Sick Again

It seems like I’ve been sick way too much lately. Before these last two sick periods which have been quite close together (well, relative to how much I used to get sick) I hadn’t been sick in a long, long while. They’ve both happened while I’ve been away from home. Maybe I’m not taking care of myself as well as when I had my parents watching over me just about every single day.

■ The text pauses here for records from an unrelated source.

PR #265, opened 2026-07-23
formal/kimchi: fixture-coverage follow-ups from the #260 review

martyall:
## Summary

Enacts the fixture-coverage findings from the #260 review (group A of the follow-up ledger): the gaps where a feature the chunking PR introduced was exercised by no fixture. All new fixtures are recorded from the production Rust prover/verifier (seeded, deterministic) — none hand-forged.

### A1 + A2 — Pallas correspondence and a zk_rows=5 model pin

`index_dump` becomes a curve-generic macro over `mixed_index_over`, emitting:
- `index_vesta.json` — unchunked regression, zk_rows=3 (**byte-identical** to before).
- `index_{vesta,pallas}_nc2.json` — chunked (`override_srs_size = n/2`), **zk_rows=5**, so the σ interior-mask range `[n−zk+2, n−1)` is nonempty (rows 29, 30 at n=32).

`check_index_fixture` is made curve-generic and loops all three, **directly** pinning `sigmaAddrRow`'s zeroing branch row-by-row at zk_rows=5 — a sign/off-by-one drift now fails a model-level check, not only the indirect commitment check. `check_vk_correspond` adds the **Pallas nc=2** correspondence (28 columns × 2 chunks); Pallas was previously untested at any nc.

### A3 — carried public evals at nc=1 (producible, dumped properly)

Finding: `ProverProof::create` **always** populates `evals.public` (prover.rs:1048), even at nc=1; the verifier's first branch consumes carried evals at any nc (verifier.rs:332). The nc=1-*without*-public case is a wire-serialization artifact (o1js / OCaml `to_repr` drops the chunks, and the verifier then recomputes barycentrically). So carried-at-nc=1 is production-reachable — `kimchi_proof_dump` now emits the one-chunk proof twice (`kimchi_proof_vesta.json` without, `kimchi_proof_vesta_pub.json` with `evals_public`, same Rust verify asserted). The driver checks the carried proof accepts via `PubEvalSrc.carried` and that a corrupted carried eval flips the verdict — proving the branch feeds verification. No forged fixture.

### A4 — parameter diversity (nc=8 landed; two items deferred)

`kimchi_proof_dump_nc8` dumps an **nc=8** proof (domain n=64, `max_poly_size=8`, zk_rows=19, 56-chunk quotient) with acceptance + a high-chunk (chunk 55) corruption. This also covers `max_poly_size ≠ n/2`. The nc=8 corruption matrix is bounded by a documented `heavy` flag (each verify is a 56-chunk batch MSM in the interpreter) that logs which corruption *kinds* it skips — all of which stay covered at nc ≤ 2.

- **nc=3 is unproducible** — a non-power-of-two `max_poly_size` misaligns the segment chunking and the real prover rejects it (`WrongBlinders`); a power-of-two domain never divides by 3.
- **public_count > 1** and **t_comm < 7·nc** are **deferred**: the mixed circuit has one public row and a full 7·nc quotient; both need circuit rework rather than a dumper flag.

### A7 — CI build guard

A new `build-fixture-dump` job in `test.yml` builds the standalone crate under its pinned **1.92** toolchain (the root pins 1.88, too old) with `submodules: recursive`, so the crate — doubled in surface by the chunking work — can no longer bit-rot unseen. Build-only (running needs the SRS). README brought current (8 binaries, per-package output map including the three indices, the two nc=1 serializations, and nc=8).

## Verifier test matrix (`check_kimchi_verifier`)

| fixture | curve | nc | accept | corruptions → reject | parse-rejects → none |
|---|---|---|---|---|---|
| vesta | V | 1 | ✓ | z0, t0, ft_eval1 | 4 |
| vesta_pub | V | 1 | ✓ | z0, t0, ft_eval1, **pubeval0** | 4 |
| vesta_nc2 | V | 2 | ✓ | t13, z0, t0, ft1, z1, zω0, w0·1, pub0 | 5 |
| pallas_nc2 | P | 2 | ✓ | (same 8) | 5 |
| vesta_nc8 | V | 8 | ✓ | **t55** (bounded, logged) | 5 |

## Validation

Independently re-run after assembly: `cargo fmt --check` + `cargo build` (1.92) green, fmt/clippy-clean on the new code; **determinism** confirmed — all fixtures regenerate byte-identically and `index_vesta.json` + the existing proof fixtures show no git change; `lake build` green; style + shape gate clean (new Lean uses the named shape constants); every fixture driver green (three indices incl. the σ-zeroing rows, VK-correspondence incl. Pallas, the five-fixture verifier matrix, linearization, permutation); axiom gate unchanged (48 roots, allowed set intact — no checked defs added). All Rust prove+verify assertions pass at dump time via the cached SRS.

https://claude.ai/code/session_01PSVEv2RHLtK4WDc4g3zZz7


.github/workflows/lean.yml
```diff
@@ -160,8 +160,12 @@ jobs:
         KIMCHI_FIXTURES_DIR=kimchi/fixtures \
           lake env lean kimchi/scripts/check_perm_fixture.lean
 
-    # The index model must accept the mixed-gate production circuit: construction
-    # by decision, derived columns, satisfiability, and corruption rejections.
+    # The index model must accept the mixed-gate production circuit at BOTH chunking
```
martyall: are these comments really necessary? They don't enforce or disambiguate anything, they just sttae the obvious of what you would see if you lookied into the script

.github/workflows/lean.yml
```diff
@@ -180,27 +184,30 @@ jobs:
 
     # The composed executable kimchi verifier (check-then-verify, both sponge
     # schedules, the scalar side, the to_batch segment stream, the warm-started IPA
-    # check) must accept complete production wire proofs — the one-chunk fixture and
-    # the nc = 2 fixtures on BOTH curves — reject a corruption matrix (both
-    # evaluation points, chunks beyond 0, both t_comm collapse groups), and refuse
-    # to parse ragged or mis-pinned wire records
-    # (fixtures/kimchi_proof_{vesta,vesta_nc2,pallas_nc2}.json, from
-    # tools/fixture-dump's kimchi_proof_dump binaries).
+    # check) must accept complete production wire proofs across nc ∈ {1, 2, 8}, both
```
martyall: are these comments really necessary? They don't enforce or disambiguate anything, they just sttae the obvious of what you would see if you lookied into the script

.github/workflows/lean.yml
```diff
@@ -180,27 +184,30 @@ jobs:
...
     # The verifier-key <-> index correspondence (VKCorresponds at production
-    # chunking), by value, at BOTH chunking regimes on Vesta — the nc = 1 VK
-    # (zk_rows = 3) and the nc = 2 VK (zk_rows = 5); Pallas has no index fixture:
-    # every committed column chunk of each production VK equals the value-MSM of
-    # that key's Lagrange-basis chunk commitments against its derived column. The
-    # sigma columns are the MODEL's own derivation (Index.build? at each regime's
-    # zk_rows, then Index.sigmaAddrRow), so the model's sigma-zeroing branch is
-    # adjudicated against production at zk_rows = 5 and the un-zeroed addresses at
-    # zk_rows = 3; selectors carry the per-chunk fixed blinder.
+    # chunking), by value, across both curves and both regimes — the Vesta nc = 1 VK
```
martyall: are these comments really necessary? They don't enforce or disambiguate anything, they just sttae the obvious of what you would see if you lookied into the script

PR #294, opened 2026-08-14
snarky-kimchi: the gadget laws apply the gate-semantics theorems directly

martyall:
Review follow-on from #293: the gadget layer's laws should apply the `Kimchi/Gate/Semantics/*` soundness and completeness theorems directly, as the Poseidon laws already do. Two spots fell short; both closed.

In any case, I’m sick again, but I think it’s been getting better. The worst was yesterday. And being sick isn’t the worst thing in the world usually, but I had an extra scare. You see I’m paranoid and I was afraid I had mono or something like that. A person who worked with me in the QA team went out sick with mono about 2 weeks ago. No, I have not kissed him or anything of the like, but maybe he coughed or something. Or maybe the glasses that are washed every night at the company didn’t completely sanitize it. There could be a multitude of things and the relatively close proximity of the two sicknesses really scared me as I lay I bed, fretting.

My mom was very worried when I told her I was sick since she knew about the guy with mono. Of course, being a parent, she (semi-)freaked out and wanted me to come home immediately. I tried to calm her as much as I could, telling her (truthfully) that I’ve been getting better. But in reality, I was just as worried for a time. I’ve been drinking an unbelievable amount of water over the past two days. I was worried for my own sake. What can I say? But I honestly do think I’m getting better. The sore throat’s gone and the burning sensation behind the eyes are gone. I’m just a little stuffed up now. I’m going to get to bed pronto here so I’ll get a solid night’s sleep too. Despite all this, I’ll be heading home, once again this weekend. And to be honest, I’m glad for it. It’s always nice to have someone care for you under these circumstances.

2 thoughts on “Sick Again”

  1. “It’s always nice to have someone care for you under these circumstances.”

    Oh you don’t know the truth in that. You really realize that when you are thousands of miles from anyone that truly cares!